Страница 40 из 47
Глава 34
Потерявшейся Белоснежкой брожу в дремучем лесу около посёлка родителей, кричу, зову, проклинаю свою тупость, мечтаю примкнуть к стае волков и убежать вместе с ними от лицемерного человеческого общества… Но я никому не нужна, гномы от меня отказались, а принц предпочел ядовитую суку. Новый этап моего принятия ознаменуется пением одной из ужасных песен Адамяна. Танцую полоумной тенью среди деревьев, не знаю, вызываю ли этим новых демонов или пытаюсь избавиться от охвативших меня и кромсающих изнутри, но мой, казалось бы, стальной хребет трещит от осознания — папа меня продал, продал, как банальную вещь, а Эрик… мой Эрик славным молодцом оттрахал сестру… И все это в один день! Двухкомпонентный триумф! Я сегодня звезда! Мечтающая стереть страницы из памяти… Горький смех снова вырывается из горла и звучит решающей нотой, заставляющей пошатанные нервны, наконец, окаменеть. Отряхиваюсь, возвращаюсь в цивилизацию, выкидываю в первую попавшуюся урну порядком мне насолившие дорогущие каблуки, босиком добираюсь до своей машины, сажусь, достаю с заднего сиденья запасные кроссовки и, надев, завожу двигатель.

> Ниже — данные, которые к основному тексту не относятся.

PR #110, opened 2020-01-08
VEN-344 | Add free text field to berth model

a-rmz:
Add a free text field to the Berth model for comments.


resources/models.py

Я с этим обязательно справлюсь.
В свой подъезд вхожу вместе с соседом, живущим двумя этажами ниже и его приветливым лабрадором. Мой вид спасавшейся от атак зомби не оставляет Николая равнодушным, мужчина озадаченно поправляет свои очки, неуверенно спрашивает нужна ли мне помощь и придерживает двери лифта. Но я только качаю головой и сообщаю о намерении воспользоваться лестницей.
Хочется, как можно скорее оказаться в квартире, запереться на все замки, сбросить с себя прожжённую печалью кожу и родиться заново, вдохнуть и обрести спокойствие, но я мазохист, умышленно растягивающий минуты.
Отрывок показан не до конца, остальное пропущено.